● **What is required**: Where the line with "PR #550, opened 2023-06-12" appears below, start writing out lines exactly, and finish with the line with "This follows in", which is included; write out nothing else.

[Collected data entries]

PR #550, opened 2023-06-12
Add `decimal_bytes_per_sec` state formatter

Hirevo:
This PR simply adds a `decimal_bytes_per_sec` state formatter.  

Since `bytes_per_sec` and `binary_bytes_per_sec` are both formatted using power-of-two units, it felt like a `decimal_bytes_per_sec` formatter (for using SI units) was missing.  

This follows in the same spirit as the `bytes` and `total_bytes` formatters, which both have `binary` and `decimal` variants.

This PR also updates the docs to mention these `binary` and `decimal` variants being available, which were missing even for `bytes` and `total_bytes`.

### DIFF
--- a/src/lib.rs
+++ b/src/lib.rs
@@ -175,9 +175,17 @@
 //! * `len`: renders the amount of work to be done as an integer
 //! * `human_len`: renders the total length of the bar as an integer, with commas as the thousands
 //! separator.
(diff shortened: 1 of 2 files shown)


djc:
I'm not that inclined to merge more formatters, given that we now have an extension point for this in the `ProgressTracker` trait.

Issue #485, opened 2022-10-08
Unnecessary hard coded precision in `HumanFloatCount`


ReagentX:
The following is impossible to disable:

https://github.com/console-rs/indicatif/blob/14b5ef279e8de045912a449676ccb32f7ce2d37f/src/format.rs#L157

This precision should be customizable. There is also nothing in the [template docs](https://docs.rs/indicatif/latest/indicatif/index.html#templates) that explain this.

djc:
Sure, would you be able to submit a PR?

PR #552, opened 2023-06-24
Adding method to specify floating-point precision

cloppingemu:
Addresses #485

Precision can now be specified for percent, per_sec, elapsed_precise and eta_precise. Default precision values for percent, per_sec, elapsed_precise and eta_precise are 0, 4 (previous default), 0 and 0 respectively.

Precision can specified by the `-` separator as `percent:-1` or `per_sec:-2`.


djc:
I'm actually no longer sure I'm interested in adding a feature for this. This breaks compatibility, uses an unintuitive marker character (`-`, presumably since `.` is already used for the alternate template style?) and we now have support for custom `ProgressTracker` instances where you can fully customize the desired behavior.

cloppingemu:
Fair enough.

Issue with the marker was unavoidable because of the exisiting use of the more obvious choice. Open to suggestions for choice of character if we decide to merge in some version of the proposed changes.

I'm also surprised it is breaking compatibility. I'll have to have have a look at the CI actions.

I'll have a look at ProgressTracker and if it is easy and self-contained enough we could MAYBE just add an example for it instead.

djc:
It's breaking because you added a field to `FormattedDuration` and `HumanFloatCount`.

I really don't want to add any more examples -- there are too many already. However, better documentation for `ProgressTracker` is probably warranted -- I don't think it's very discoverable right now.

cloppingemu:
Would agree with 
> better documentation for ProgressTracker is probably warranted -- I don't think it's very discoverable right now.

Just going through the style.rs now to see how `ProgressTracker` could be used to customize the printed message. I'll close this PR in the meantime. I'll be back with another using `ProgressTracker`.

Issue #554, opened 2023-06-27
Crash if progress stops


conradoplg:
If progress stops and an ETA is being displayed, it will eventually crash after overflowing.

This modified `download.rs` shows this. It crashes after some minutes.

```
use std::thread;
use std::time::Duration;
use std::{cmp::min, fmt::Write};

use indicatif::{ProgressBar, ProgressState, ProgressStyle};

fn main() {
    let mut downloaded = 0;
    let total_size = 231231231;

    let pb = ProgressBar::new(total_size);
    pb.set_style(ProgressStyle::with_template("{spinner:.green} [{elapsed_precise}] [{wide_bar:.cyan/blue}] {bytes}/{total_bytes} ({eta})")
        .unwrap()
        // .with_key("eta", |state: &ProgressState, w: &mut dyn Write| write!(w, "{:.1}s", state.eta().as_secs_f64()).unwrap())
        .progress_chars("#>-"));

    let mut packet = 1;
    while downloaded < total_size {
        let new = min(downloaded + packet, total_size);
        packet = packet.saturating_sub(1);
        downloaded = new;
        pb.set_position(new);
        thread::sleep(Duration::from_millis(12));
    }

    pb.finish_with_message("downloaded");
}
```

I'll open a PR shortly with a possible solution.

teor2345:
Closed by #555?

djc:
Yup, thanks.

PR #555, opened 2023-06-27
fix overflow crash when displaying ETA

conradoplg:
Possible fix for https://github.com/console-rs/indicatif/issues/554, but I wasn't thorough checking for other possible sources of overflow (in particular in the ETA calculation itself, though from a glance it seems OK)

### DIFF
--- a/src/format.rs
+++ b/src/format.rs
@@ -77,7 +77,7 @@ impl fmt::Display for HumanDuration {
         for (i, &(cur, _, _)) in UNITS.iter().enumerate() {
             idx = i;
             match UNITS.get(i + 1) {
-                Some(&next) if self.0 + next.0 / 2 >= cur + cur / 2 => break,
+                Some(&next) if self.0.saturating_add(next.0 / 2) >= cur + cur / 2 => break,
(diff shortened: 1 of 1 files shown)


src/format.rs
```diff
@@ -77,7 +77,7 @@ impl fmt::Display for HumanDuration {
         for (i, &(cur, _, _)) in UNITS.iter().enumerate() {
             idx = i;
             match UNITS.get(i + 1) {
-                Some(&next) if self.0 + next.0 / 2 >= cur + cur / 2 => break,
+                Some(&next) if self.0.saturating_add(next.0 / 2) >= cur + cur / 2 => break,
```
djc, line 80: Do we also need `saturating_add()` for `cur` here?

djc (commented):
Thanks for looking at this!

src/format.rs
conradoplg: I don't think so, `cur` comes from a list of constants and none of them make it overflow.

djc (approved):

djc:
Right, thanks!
---
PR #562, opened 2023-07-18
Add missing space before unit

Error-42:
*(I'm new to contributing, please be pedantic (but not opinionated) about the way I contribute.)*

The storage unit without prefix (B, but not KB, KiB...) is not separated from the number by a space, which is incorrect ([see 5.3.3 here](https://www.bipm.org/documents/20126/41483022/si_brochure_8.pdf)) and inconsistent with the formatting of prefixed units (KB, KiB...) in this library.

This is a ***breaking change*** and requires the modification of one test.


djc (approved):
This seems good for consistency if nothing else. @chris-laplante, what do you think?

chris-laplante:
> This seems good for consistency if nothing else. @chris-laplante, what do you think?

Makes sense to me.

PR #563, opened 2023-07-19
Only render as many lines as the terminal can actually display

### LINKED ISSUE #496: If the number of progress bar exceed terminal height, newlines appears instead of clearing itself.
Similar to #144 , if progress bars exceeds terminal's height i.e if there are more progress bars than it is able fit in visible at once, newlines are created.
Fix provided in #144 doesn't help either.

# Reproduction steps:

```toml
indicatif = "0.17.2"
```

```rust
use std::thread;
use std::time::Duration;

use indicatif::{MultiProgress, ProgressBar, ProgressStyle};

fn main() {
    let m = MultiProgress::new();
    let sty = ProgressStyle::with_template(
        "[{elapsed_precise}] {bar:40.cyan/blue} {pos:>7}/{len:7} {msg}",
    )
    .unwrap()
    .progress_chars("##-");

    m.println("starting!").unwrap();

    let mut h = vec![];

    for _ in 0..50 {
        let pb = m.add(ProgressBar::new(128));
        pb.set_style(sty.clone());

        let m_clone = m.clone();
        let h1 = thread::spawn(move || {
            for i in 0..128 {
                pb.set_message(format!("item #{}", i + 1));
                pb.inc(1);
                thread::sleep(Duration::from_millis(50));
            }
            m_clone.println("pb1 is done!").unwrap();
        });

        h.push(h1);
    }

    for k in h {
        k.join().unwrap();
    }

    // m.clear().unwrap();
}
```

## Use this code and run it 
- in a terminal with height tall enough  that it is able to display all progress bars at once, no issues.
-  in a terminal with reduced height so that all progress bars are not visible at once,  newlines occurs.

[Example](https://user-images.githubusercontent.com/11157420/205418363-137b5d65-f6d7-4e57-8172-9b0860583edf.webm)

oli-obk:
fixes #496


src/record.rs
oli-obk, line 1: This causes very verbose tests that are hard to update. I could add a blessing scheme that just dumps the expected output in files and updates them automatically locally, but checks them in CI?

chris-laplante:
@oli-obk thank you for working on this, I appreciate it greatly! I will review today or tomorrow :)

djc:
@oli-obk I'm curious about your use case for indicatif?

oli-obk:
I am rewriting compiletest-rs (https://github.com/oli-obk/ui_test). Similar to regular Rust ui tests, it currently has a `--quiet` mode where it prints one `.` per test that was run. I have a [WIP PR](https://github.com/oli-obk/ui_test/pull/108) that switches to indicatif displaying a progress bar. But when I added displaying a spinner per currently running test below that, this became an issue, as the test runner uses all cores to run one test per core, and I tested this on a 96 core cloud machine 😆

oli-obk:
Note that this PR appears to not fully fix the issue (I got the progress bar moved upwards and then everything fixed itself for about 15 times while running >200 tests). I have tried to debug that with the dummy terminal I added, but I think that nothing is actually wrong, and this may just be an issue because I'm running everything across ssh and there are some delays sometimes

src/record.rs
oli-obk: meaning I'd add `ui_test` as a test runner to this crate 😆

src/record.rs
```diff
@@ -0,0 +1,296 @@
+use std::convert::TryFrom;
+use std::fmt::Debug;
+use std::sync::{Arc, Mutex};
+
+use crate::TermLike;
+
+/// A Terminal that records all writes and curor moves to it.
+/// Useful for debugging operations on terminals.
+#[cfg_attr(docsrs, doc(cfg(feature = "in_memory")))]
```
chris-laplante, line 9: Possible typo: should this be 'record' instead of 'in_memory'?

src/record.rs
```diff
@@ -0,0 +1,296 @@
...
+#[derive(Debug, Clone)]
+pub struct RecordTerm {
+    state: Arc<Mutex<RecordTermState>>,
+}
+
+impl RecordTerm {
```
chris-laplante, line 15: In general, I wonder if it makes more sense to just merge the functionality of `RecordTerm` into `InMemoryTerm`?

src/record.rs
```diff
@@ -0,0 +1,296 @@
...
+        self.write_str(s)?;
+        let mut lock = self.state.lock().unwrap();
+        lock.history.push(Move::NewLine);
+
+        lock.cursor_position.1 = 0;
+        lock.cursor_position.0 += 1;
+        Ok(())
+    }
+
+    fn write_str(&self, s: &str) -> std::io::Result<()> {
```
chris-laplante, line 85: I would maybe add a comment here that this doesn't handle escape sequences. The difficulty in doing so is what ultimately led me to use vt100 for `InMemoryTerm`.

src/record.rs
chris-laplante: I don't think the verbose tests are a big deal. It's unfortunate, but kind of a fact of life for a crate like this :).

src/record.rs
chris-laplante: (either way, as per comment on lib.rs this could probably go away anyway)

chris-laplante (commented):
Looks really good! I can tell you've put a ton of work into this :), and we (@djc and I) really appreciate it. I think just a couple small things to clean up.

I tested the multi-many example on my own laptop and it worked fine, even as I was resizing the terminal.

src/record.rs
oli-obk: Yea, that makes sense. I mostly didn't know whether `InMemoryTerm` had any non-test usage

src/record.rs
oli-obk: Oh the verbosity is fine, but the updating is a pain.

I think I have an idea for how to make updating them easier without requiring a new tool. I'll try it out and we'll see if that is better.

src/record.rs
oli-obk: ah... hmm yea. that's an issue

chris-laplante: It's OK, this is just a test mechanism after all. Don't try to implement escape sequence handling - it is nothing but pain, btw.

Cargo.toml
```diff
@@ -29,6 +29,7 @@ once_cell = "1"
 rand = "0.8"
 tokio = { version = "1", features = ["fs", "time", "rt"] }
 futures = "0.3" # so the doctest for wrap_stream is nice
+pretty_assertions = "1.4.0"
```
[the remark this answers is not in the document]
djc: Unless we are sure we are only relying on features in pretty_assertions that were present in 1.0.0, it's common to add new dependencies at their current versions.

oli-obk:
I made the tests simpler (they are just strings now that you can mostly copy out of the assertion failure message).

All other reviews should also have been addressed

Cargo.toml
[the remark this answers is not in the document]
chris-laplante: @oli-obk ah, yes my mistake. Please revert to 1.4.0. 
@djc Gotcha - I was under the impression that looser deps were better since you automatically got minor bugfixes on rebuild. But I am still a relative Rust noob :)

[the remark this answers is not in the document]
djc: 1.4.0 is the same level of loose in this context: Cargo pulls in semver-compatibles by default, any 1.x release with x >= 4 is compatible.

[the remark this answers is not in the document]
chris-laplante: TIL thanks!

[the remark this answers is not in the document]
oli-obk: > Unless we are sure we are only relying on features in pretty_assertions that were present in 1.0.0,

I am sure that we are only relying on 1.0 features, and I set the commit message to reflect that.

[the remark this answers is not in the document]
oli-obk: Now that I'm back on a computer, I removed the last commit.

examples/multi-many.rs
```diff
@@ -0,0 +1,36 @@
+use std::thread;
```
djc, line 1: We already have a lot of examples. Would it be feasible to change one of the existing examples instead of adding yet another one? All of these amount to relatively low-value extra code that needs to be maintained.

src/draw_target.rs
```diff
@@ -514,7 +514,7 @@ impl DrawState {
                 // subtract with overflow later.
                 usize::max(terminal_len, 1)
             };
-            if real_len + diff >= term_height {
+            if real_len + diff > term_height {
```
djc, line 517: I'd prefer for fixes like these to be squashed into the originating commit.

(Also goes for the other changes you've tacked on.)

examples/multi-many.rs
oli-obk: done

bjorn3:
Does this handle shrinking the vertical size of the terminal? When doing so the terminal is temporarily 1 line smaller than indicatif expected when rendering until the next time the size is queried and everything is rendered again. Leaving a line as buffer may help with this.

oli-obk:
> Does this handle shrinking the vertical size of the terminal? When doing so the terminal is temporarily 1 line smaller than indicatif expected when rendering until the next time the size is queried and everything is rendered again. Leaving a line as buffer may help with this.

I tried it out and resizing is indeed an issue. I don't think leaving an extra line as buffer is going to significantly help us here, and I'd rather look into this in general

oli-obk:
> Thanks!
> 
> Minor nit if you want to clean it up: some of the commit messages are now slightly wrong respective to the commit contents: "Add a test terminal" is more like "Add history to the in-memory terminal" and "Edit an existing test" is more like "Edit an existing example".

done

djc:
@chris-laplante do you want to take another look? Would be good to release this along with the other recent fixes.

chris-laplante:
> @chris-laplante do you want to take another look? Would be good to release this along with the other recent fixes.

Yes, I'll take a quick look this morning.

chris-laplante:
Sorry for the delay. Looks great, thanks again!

● **Written response**:
PR #550, opened 2023-06-12
Add `decimal_bytes_per_sec` state formatter

Hirevo:
This PR simply adds a `decimal_bytes_per_sec` state formatter.  

Since `bytes_per_sec` and `binary_bytes_per_sec` are both formatted using power-of-two units, it felt like a `decimal_bytes_per_sec` formatter (for using SI units) was missing.  

This follows in the same spirit as the `bytes` and `total_bytes` formatters, which both have `binary` and `decimal` variants.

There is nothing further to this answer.